First, looking at historical stock movements to infer conclusions about causality (and in particular about what practices or actions are responsible for stock movements) is an inherently risky business—if you’re not extraordinarily careful, you’ll commit a post hoc fallacy or fall victim to the halo effect. Correlation does not imply causation, nor does it imply independence of the covariates.

Second, there’s an incredible amount of noise in stock movements and no company exists in a vacuum: it can be extremely difficult to distinguish the effects of intrinsic characteristics of a business from the market environment (and global ecosystem) that business exists in. Moreover, market dynamics evolve rapidly, so strategies that were effective at one point in time may not be in the future. Collectively, this means we should take a healthy grain of salt with any work that promises a common set of strategies for business success and bases its analysis primarily on internal factors.

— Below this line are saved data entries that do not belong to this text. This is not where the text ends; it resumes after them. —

PR #333, opened 2016-12-18
Add draw.Split* functions

ctessum:
These are convenience functions that would be useful for instance in splitting up a canvas to put a plot in one part and a color bar in the other part. They are not strictly necessary but I feel like it's worthwhile to have them there because Crop can be pretty confusing to use.

### DIFF
--- a/vg/draw/split_horiz_example_test.go
+++ b/vg/draw/split_horiz_example_test.go
@@ -1,0 +1,25 @@
+// Copyright ©2017 The gonum Authors. All rights reserved.
+// Use of this source code is governed by a BSD-style
+// license that can be found in the LICENSE file.
+
+package draw_test
+
+import (
+	"fmt"
+
+	"github.com/gonum/plot/vg"
+	"github.com/gonum/plot/vg/draw"
+)
+
+// SplitHorizontal returns the left and right portions of c after splitting it
+// along a vertical line distance x from the left of c.
+func SplitHorizontal(c draw.Canvas, x vg.Length) (left, right draw.Canvas) {
+	return draw.Crop(c, 0, c.Min.X-c.Max.X+x, 0, 0), draw.Crop(c, x, 0, 0, 0)
+}
+
+func ExampleCrop_splitHorizontal() {
+	var c draw.Canvas
+	// Split c along a vertical line centered on the canvas.
+	left, right := SplitHorizontal(c, c.Size().X/2)
+	fmt.Println(left.Rectangle.Size(), right.Rectangle.Size())
+}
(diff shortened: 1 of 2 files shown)


kortschak:
I think this would be better as an example in the comment for Crop.

ctessum:
PTAL

vg/draw/draw_test.go
```diff
@@ -57,32 +58,40 @@ func TestCrop(t *testing.T) {
...
-	c := NewCanvas(&r, 6, 3)
-	lower, upper := SplitVertical(c, 1)
-	lowerRect := vg.Rectangle{Min: vg.Point{X: 0, Y: 0}, Max: vg.Point{X: 6, Y: 1}}
-	upperRect := vg.Rectangle{Min: vg.Point{X: 0, Y: 1}, Max: vg.Point{X: 6, Y: 3}}
-	if lowerRect != lower.Rectangle {
-		t.Errorf("lower: have %+v, want %+v", lower.Rectangle, lowerRect)
-	}
-	if upperRect != upper.Rectangle {
-		t.Errorf("upper: have %+v, want %+v", upper.Rectangle, upperRect)
+// This example splits a Canvas along a vertical line.
```
kortschak: If you place these each in a separate ..._example_test.go you can reference a package level func rather than using a func var. These don't need to have output comments, just have the code.

So you'll end up with something like, "split_horiz_example_test.go":

```
// Copyright ©2017 The gonum Authors. All rights reserved.

package draw_test

import (
	"fmt"

	"github.com/gonum/plot/vg"
	"github.com/gonum/plot/vg/draw"
)

// SplitHorizontal returns the left and right portions of c after splitting it
// along a vertical line distance x from the left of c.
func SplitHorizontal(c draw.Canvas, x vg.Length) (left, right draw.Canvas) {
	return draw.Crop(c, 0, c.Min.X-c.Max.X+x, 0, 0), draw.Crop(c, x, 0, 0, 0)
}

func ExampleCrop_splitHorizontal() {
	var c draw.Canvas
	// Split c along a vertical line centered on the canvas.
	left, right := SplitHorizontal(c, c.Size().X/2)
	fmt.Println(left.Rectangle.Size(), right.Rectangle.Size())
}
```

and the equivalent file for split vertical.

ctessum:
Done. This makes me nervous, though, because if at some point these examples become wrong it won't be obvious that that has happened.

kortschak:
I don't think you added the example files.

vg/draw/canvas.go
```diff
@@ -440,7 +454,7 @@ func (c *Canvas) StrokeLines(sty LineStyle, lines ...[]vg.Point) {
 // StrokeLine2 draws a line between two points in the given
 // Canvas.
 func (c *Canvas) StrokeLine2(sty LineStyle, x0, y0, x1, y1 vg.Length) {
-	c.StrokeLines(sty, []vg.Point{{x0, y0}, {x1, y1}})
+	c.StrokeLines(sty, []vg.Point{{X: x0, Y: y0}, {X: x1, Y: y1}})
```
kortschak: This is incidental, please revert it.

ctessum:
Apologies. PTAL.

PR #335, opened 2017-01-17
Moved vg syscall to separate file.

ctessum:
...so that it can be excluded in compilation environments that don't allow syscalls.

### DIFF
--- a/vg/font.go
+++ b/vg/font.go
@@ -12,9 +12,7 @@ package vg
 
 import (
 	"errors"
-	"go/build"
 	"io/ioutil"
-	"os"
 	"path/filepath"
 	"sync"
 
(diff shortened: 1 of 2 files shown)


sbinet:
I am curious: how do you use `gonum/plot` w/ gopherjs? appgenine?

ctessum:
I'm currently trying to create a html ui for a model that I'm working on. It could also be interesting to create a gonum/plot "playground" where people could edit and run the plotter examples. The vgimg backend when transpiled to javascript is unbelievably slow. The svg backend works ok though.

sbinet:
could you squash the 2 commits into one? (thanks)

ctessum:
Sorry I got distracted.

PR #337, opened 2017-02-12
Changed plot axis padding to correctly handle rotated tick labels

ctessum:


eaburns:
The golden plot looks really nice. Thanks!

LGTM

Issue #343, opened 2017-03-21
Add Thumbnail function to bubbles.go


Bastiantheone:
You can't create legends for bubbles. This is the case because Bubbles.go doesn't have a thumbnail function.

Bastiantheone:
#344

PR #344, opened 2017-03-21
Add Thumbnail to bubbles.go. Solves #343

Bastiantheone:
I added a thumbnail function to bubbles.go. It shows a rectangle with the color of the bubble

### DIFF
--- a/plotter/bubbles.go
+++ b/plotter/bubbles.go
@@ -116,3 +116,15 @@ func (bs *Bubbles) GlyphBoxes(plt *plot.Plot) []plot.GlyphBox {
 	}
 	return boxes
 }
+
+// implementing the plot.Thumbnailer interface.
+func (bs *Bubbles) Thumbnail(c *draw.Canvas) {
+	pts := []vg.Point{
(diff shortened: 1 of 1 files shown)


ctessum:
One issue here is that to be the most useful, a legend would include information about what size bubbles correspond to what z-values. My guess is that difficulty was why the thumbnail wasn't implemented originally.

One option would be to do something like [this](https://github.com/gonum/plot/blob/master/plotter/sankey.go#L420), to have a function that returned mutliple thumbnailers for several different size bubbles, as well as labels specifying what z-value each bubble size represents.

Bastiantheone:
I created the issue, because I need a legend that explains which group each color bubble belongs. Would it be possible to add this function anyway?

eaburns:
It seems fine to me to add it. Better some info than none.

kortschak:
>One option would be to do something like this, to have a function that returned mutliple thumbnailers for several different size bubbles, as well as labels specifying what z-value each bubble size represents.

I like this.

Issue #208, opened 2015-06-07
Please change font which is Multilingual support.


axsann:
I'm Japanese.
NimbusRomNo9L-Regu.ttf is only support english.
Change the font please.

benoitmasson:
Hi,

I can't display asian characters either… what can we do about it, is it possible to enforce another font file?

A basic plot with title "aa 漢字 bb" gives me the following result, in Helvetica and Times-Roman fonts:
![chart_helv](https://cloud.githubusercontent.com/assets/10956459/24969048/b8fd9baa-1faf-11e7-96fa-c42a5dda73a0.png)
![chart_roman](https://cloud.githubusercontent.com/assets/10956459/24969049/b90cfa3c-1faf-11e7-8aea-a61bd289f6b9.png)

This is a serious issue I think… I'd be happy to help, but don't know where to start… do Liberation fonts contain these characters or is it an issue with support of these fonts in Go?

eaburns:
Fonts have been a constant annoyance since the beginning. See my comment on 29 Mar 2015 in #190 for a description of the problem.

That said, if you don't care about pdf or esp (which are decreasing in commonality the days — does anyone even know what eps is any more? did they ever?), then you can use whatever font you'd like. Though it's been years and I don't quite remember how. Maybe vg.AddFont? Hopefully someone else here can help.

benoitmasson:
Thanks for the answer, indeed I see the where the trouble is…

I'm only exporting to PNG for now (and yes I used a lot EPS, a long time ago :-) Supporting it may be questionable nowadays indeed, but I think PDF export has to be maintained… unless SVG is considered sufficient for vector graphics), so `vg.AddFont()` sounded like a good option. It did not work at once though, since exporting to PNG uses `vgimg.FillString()`, which in turn uses an internal font map…

So I hacked the `vgimg.go` file to add a `vgimg.AddFont()` function, which in the end calls the `vg.AddFont()` one (the other way around is not possible since `vgimg` already depends on `vg`, this would lead to an import cycle).

This is not very smart by if anybody is interested, I can submit a pull request for this patch, so that in the end `vgimg.AddFont()` does the job of adding a new font for texts in charts which are to be exported as images.

sbinet:
@benoitmasson I don't think that's the "correct" way to go.
`vgimg` should work with `vg` (and its fontmap), making sure the `vgimg` internal fontmap is synchronized with the one from `vg`.

[...]

PR #346, opened 2017-04-25
vg/vgimg: drop unneeded internal fontMap cache

sbinet:
draw2dimg doesn't make use of the informations provided by
draw2d.FontData fields (except for the Name field.)
At least it doesn't make use of them for the `FillString` part.

Fixes gonum/plot#208.


vg/vgimg/vgimg.go
```diff
@@ -17,12 +17,10 @@ import (
 	"image/png"
 	"io"
 
-	"golang.org/x/image/tiff"
```
kortschak: Please revert this aggregation of imports.

PR #348, opened 2017-04-27
vg: restore FontDirs initialization

sbinet:
PR gonum/plot#335 moved the vg-syscall into a different file to support
gopherjs.
But it dropped the initialization of the FontDirs global variable.
Fix this and also move the global const 'importString' closer to its
usage, in vg/font_syscall.go.

Add a test to make sure we don't regress.

### DIFF
--- a/vg/font_syscall.go
+++ b/vg/font_syscall.go
@@ -12,8 +12,15 @@ import (
 	"path/filepath"
 )
 
+const (
+	// importString is the import string expected for
+	// this package.  It is used to find the font
+	// directory included with the package source.
+	importString = "github.com/gonum/plot/vg"
+)
+
 func init() {
-	initFontDirs()
+	FontDirs = initFontDirs()
 }
 
 // InitFontDirs returns the initial value for the FontDirectories variable.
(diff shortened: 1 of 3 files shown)


vg/font_syscall.go
```diff
@@ -12,8 +12,15 @@ import (
...
 
+const (
+	// importString is the import string expected for
+	// this package.  It is used to find the font
+	// directory included with the package source.
+	importString = "github.com/gonum/plot/vg"
+)
+
 func init() {
-	initFontDirs()
```
kortschak: Oops.

vg/font_syscall_test.go
```diff
@@ -0,0 +1,20 @@
...
+package vg_test
+
+import (
+	"testing"
+
+	"github.com/gonum/plot/vg"
+)
+
+func TestVGFONTPATH(t *testing.T) {
+	if got := len(vg.FontDirs); got <= 0 {
```
kortschak: `got` cannot be negative; `len(vg.FontDirs) == 0`

and then `t.Fatal("zero length FontDirs")`

sbinet: done.

vg/font_syscall.go
sbinet: yep. I am bad at reviewing PRs :/
it completely passed me at the time.

PR #349, opened 2017-04-28
Travis add golang 1.8.1

ctessum:


sbinet:
perhaps we should just put `1.8.x` as per:
https://docs.travis-ci.com/user/languages/go/#Specifying-a-Go-version-to-use

```
You can use any tagged version of Go, a version with x in place of the minor or patch level to use the latest for a given major or minor version
```

Kunde21:
We should also add `master` and allow that one to fail.  That lets us test against tip to find any regressions without flagging our build.

kortschak:
@Kunde21 That is an excellent idea. I didn't know you could do that.

ctessum:
Done. PTAL

kortschak:
go1.5 can be dropped; we only support three releases.

ctessum:
Done. Is there some sort of documentation that says these things?

kortschak:
No, I don't think there is. We should add that.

Finally, management is not a physical or “hard” science, and we should be suspicious of any “grand unified theories of management” promising a reductive approach to business success (particularly when these theories come clothed in the trappings of science but without the accompanying rigor). At best, management theory is a social science, complete with all of the challenges that come with observational rather than experimental inference. Much like the social sciences, we should expect progress in our understanding to be messy, hard-won, and constantly evolving.

Good to Great was an interesting read with lots of good advice, but it’s best understood as a collection of case studies, not as the results of a rigorous scientific inquiry.